1.6.4.3 Result over the Course of Policy Release
The next question of interest involves how the relationship between abnormal re- turns and firm traits changes over the course of the policy announcement. To in- vestigate this, I estimate the baseline specification sequentially using CAR[−20, k] (k ∈ [−20,20], k ∈ Z) as the dependent variables. Figure 1.10 and 1.11 plots the point estimates and the 95% confidence intervals over k for the four coefficients of interest. The figures are truncated atk = 10 because this paper focuses on short-run stock responses. Relationships and abnormal returns over the longer run are subject to noise.
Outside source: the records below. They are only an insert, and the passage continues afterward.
PR #350, opened 2021-01-19
TVB-2858 Fix TS importing

bvalean:
TS import was failing on postgres if we export a TS (with links/ without links), then delete all projects, create a new project where we are trying to import this TS.

### DIFF
--- a/framework_tvb/tvb/adapters/exporters/TVBLinkedExporter.py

Figure1.10 plot coefficients on non-residential real estate concentration and spec- ulative markets, respectively. Again, property diversification is an important deter- minant of abnormal response to the housing policy shift. Compared with housing- oriented developers, firms with non-housing concentration enjoy an additional CAR of 2% to 3%, mitigating the negative policy shock. Residential exposure in superstar markets, however, does not matter significantly in statistical sense. As is discussed above, those firms have already diversified their portfolios geographically. Figure1.11 plot the two coefficients on state-controlled firms. Central state-controlled firms suf- fer an additional CAR of -5% to -7% compared to private firms during the course of the policy issuance. The coefficient on local state-controlled firms, however, is not significantly distinguishable from zero.
One noteworthy finding is that firm traits begin to matter only after we observe abnormal returns. This is consistent with the intuition that the relationship between abnormal returns and firm traits should appear only when the abnormal returns show up. During normal periods, there is little justification for such a relationship. The effect of political connections synchronizes the time line of the policy announcement, which does not become significant until people learned of the BFA speech on mortgage regulations (after day -4). The value of non-residential real estate concentration, however, is not revealed until the full release of the official policy document (after day 1). This timing difference can be explained by how the policy content was gradually released. Before day 2, only the core piece of “Document Number 10” – tightening mortgage requirements for speculators – was unveiled to the public. Only after reading the entire policy document did investors learn that the policy was only targeted at the housing market, thus allowing them to form differential beliefs about firms with non-residential real estate concentrations.